Local immunotherapy of cancer
Alligator Bioscience has developed a concept for local immunotherapy of cancer, providing powerful systemic anti-tumor effect with minimal systemic toxicity. Systemic treatment with immune activating drugs is often associated with severe immune related side effects that prohibit treatment of the patient with higher and potentially more optimal doses. By local (intra-tumoral) administration of FIND®-optimized immunoregulatory molecules (engineered for optimal function in the tumor environment) toxic side effects can be minimized while greater efficacy may be obtained. Local immunotherapy activates tumor-specific T cells, resulting in effective eradication of the treated tumor as well as distant metastases. Due to the local administration and lower total dose required, less systemic immune activation is induced, thereby minimizing the risk for toxicity. The concept of local immunotherapy of cancer has been developed in collaboration with Professor Thomas Tötterman at Uppsala University, a pioneer in the field of local cancer immunotherapy.
An alternative approach to intra-tumoral administration is the systemic administration of drugs that, once in the body, localize to the tumor area. Thereby it may be possible to retain the advantages of local immunotherapy, while allowing treatment also of patients with metastases inaccessible for intra-tumoral injections. This new platform of systemic localizing immunotherapies has been the focus of Alligator´s drug discovery activities during 2012 (see ADC-1016 below). The prerequisite to enable development of systemic localizing immune activators is technologies that allow the generation of bispecific drug compounds.

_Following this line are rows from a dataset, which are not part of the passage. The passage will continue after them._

PR #565, opened 2017-09-26
display alphabetical group when clicked (pagination)

berlintam:
retry for https://github.com/rubycorns/rorganize.it/pull/512

slight problem is, if we have an alphabetical list (from A-Z) and go to /people, we display the people whose names start with Z first, not the ppl whose names start with A. 

@sareg0 is gonna take another look at this! suggestions welcome on how to get the page to display at A group first :)

(ex: in the screenshot you can see that if you go to /people the last alphabetical group of people is shown first)

screenshot from 2017-09-26 21-57-23

### DIFF
--- a/app/views/people/index.html.haml
+++ b/app/views/people/index.html.haml
@@ -11,3 +11,10 @@
 
   %aside.flex-index-sidebar
     = render partial: 'shared/filter', locals: { path: people_path }
+
+
+%script
+  :plain
+  if (window.location.hash === '') {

Bispecific immune activating drugs
Immunotherapy is associated with powerful anti-tumor effects combined with the induction of long term anti-tumor immunity. These effects may be further augmented by combining the immunotherapy with another therapy such as radiation or chemotherapy. It has also been demonstrated that the combination of two immunotherapies is likely to be superior to the treatment with a single agent. This has led Alligator to initiate the development of bispecific immunotherapies. ADC-1015 was the first bispecific compound to enter the Alligator pipeline during 2012.
Advantages of local and localizing immunotherapy
Local immunotherapy allows powerful activation of the immune system in the immediate tumor area, while minimizing systemic exposure. Hence it is possible to induce superior efficacy while reducing the risk of immune related adverse effects. In cancer patients, tumors are usually infiltrated by immune cells, including tumor-specific T cells. However, the activity of these T cells is suppressed in the local tumor microenvironment, e.g. by inhibitory cytokines induced by the tumor. Immunotherapy overcomes this suppression and activates tumor-specific T cells resulting in eradication of tumor cells. Such local immunotherapy results in a systemic anti-tumor immune response and has effect not only on the treated tumor, but also on distal metastases. In addition, local immunotherapy mediates immunity towards tumor relapse. ADC-1013, ADC-1015 and ADC-1016 are examples of such drug development candidates.

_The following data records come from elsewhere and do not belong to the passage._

PR #567, opened 2017-10-29
Fix signup form to autofocus first input field

cfleschhut:
### Small usability fix:
Signup form in `registrations#new` view should initially focus the first input field, not the third one

#### Before

bildschirmfoto 2017-10-29 um 14 41 17

#### After

bildschirmfoto 2017-10-29 um 15 49 20


lislis:
Hey there @cfleschhut!
Thank you very much!
thumbs up!
Sorry for the failing tests though, we're leaking some requests :/ Running it again made it pass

Local immunotherapy of cancer: drug development candidates in pipeline
Alligator Bioscience has currently two development projects for local immunotherapy, ADC-1013 and ADC-1015, both inducing powerful immune activation, but through different biological mechanisms. Both compounds have been FIND®-optimized to improve properties for intra-tumoral administration, and both are aimed for the treatment of various types of metastasizing cancer. The treatment concept is highly innovative and is expected to result in better efficacy and less adverse events compared to what is normally seen in clinical investigations with systemically administered immunotherapies.